• Work instruction:
Please write out every record below exactly as it stands.

Collected data
◇ ◇ ◇ ◇ ◇ ◇ ◇

PR #2534, opened 2024-10-13
docs(VirtualizedGrid): should use Text instead of inline string

### LINKED ISSUE #2505: Change `VirtualizedGrid` catalog component to use `Text` component
In the file of:
`packages/core/src/components/VirtualizedGrid/__stories__/VirtualizedGrid.stories.helpers.js`
which can be seen on our [Catalog](https://vibe.monday.com/?path=/docs/catalog--docs) page, we do not currently use Vibe's `Text` component, but instead use inline string.
It also causes theme issues where a story doesn't look right on dark themes.

We need to change the wrapper `div` to be `Text` instead.
```typescript
<div
  style={{
    backgroundColor,
    height: item.height,
    width: item.width,
    display: "flex",
    alignItems: "center",
    justifyContent: "center"
  }}
>
  {item.value}
</div>
```
--> Something like
```typescript
<Text
  color={Text.colors.FIXED_DARK}
  style={{
    backgroundColor,
    height: item.height,
    width: item.width,
    display: "flex",
    alignItems: "center",
    justifyContent: "center"
  }}
>
  {item.value}
</Text>
```

Notice the `FIXED_DARK` color addition as well - we need it so it would be shown correct on all themes.

monday ticket:

GurneeshBudhiraja:
Changes made:
Replaced the `div` with the `Text` component in the `packages/core/src/components/VirtualizedGrid/__stories__/VirtualizedGrid.stories.helpers.js` file.

Resolves #2505

### DIFF
--- a/packages/core/src/components/VirtualizedGrid/__stories__/VirtualizedGrid.stories.helpers.js
+++ b/packages/core/src/components/VirtualizedGrid/__stories__/VirtualizedGrid.stories.helpers.js
@@ -1,5 +1,5 @@
 import React from "react";
-import { Text } from "src/components/Text";
+import { Text } from "../../Text";
 
 export const generateItems = (height = 30, width = "100%", itemsCount) => {
   const items = [];
--- a/packages/core/src/components/VirtualizedGrid/__stories__/VirtualizedGrid.stories.helpers.js
+++ b/packages/core/src/components/VirtualizedGrid/__stories__/VirtualizedGrid.stories.helpers.js
@@ -1,4 +1,5 @@
 import React from "react";
+import { Text } from "src/components/Text";
 
 export const generateItems = (height = 30, width = "100%", itemsCount) => {
   const items = [];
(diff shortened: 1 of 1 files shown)


YossiSaadi (dismissed):
Awesome! thanks @GurneeshBudhiraja

packages/core/src/components/VirtualizedGrid/__stories__/VirtualizedGrid.stories.helpers.js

◇ ◇ ◇ ◇ ◇ ◇ ◇

• Result:
PR #2534, opened 2024-10-13
docs(VirtualizedGrid): should use Text instead of inline string

### LINKED ISSUE #2505: Change `VirtualizedGrid` catalog component to use `Text` component
In the file of:
`packages/core/src/components/VirtualizedGrid/__stories__/VirtualizedGrid.stories.helpers.js`
which can be seen on our [Catalog](https://vibe.monday.com/?path=/docs/catalog--docs) page, we do not currently use Vibe's `Text` component, but instead use inline string.
It also causes theme issues where a story doesn't look right on dark themes.

We need to change the wrapper `div` to be `Text` instead.
```typescript
<div
  style={{
    backgroundColor,
    height: item.height,
    width: item.width,
    display: "flex",
    alignItems: "center",
    justifyContent: "center"
  }}
>
  {item.value}
</div>
```
--> Something like
```typescript
<Text
  color={Text.colors.FIXED_DARK}
  style={{
    backgroundColor,
    height: item.height,
    width: item.width,
    display: "flex",
    alignItems: "center",
    justifyContent: "center"
  }}
>
  {item.value}
</Text>
```

Notice the `FIXED_DARK` color addition as well - we need it so it would be shown correct on all themes.

monday ticket:

GurneeshBudhiraja:
Changes made:
Replaced the `div` with the `Text` component in the `packages/core/src/components/VirtualizedGrid/__stories__/VirtualizedGrid.stories.helpers.js` file.

Resolves #2505

### DIFF
--- a/packages/core/src/components/VirtualizedGrid/__stories__/VirtualizedGrid.stories.helpers.js
+++ b/packages/core/src/components/VirtualizedGrid/__stories__/VirtualizedGrid.stories.helpers.js
@@ -1,5 +1,5 @@
 import React from "react";
-import { Text } from "src/components/Text";
+import { Text } from "../../Text";
 
 export const generateItems = (height = 30, width = "100%", itemsCount) => {
   const items = [];
--- a/packages/core/src/components/VirtualizedGrid/__stories__/VirtualizedGrid.stories.helpers.js
+++ b/packages/core/src/components/VirtualizedGrid/__stories__/VirtualizedGrid.stories.helpers.js
@@ -1,4 +1,5 @@
 import React from "react";
+import { Text } from "src/components/Text";
 
 export const generateItems = (height = 30, width = "100%", itemsCount) => {
   const items = [];
(diff shortened: 1 of 1 files shown)


YossiSaadi (dismissed):
Awesome! thanks @GurneeshBudhiraja

packages/core/src/components/VirtualizedGrid/__stories__/VirtualizedGrid.stories.helpers.js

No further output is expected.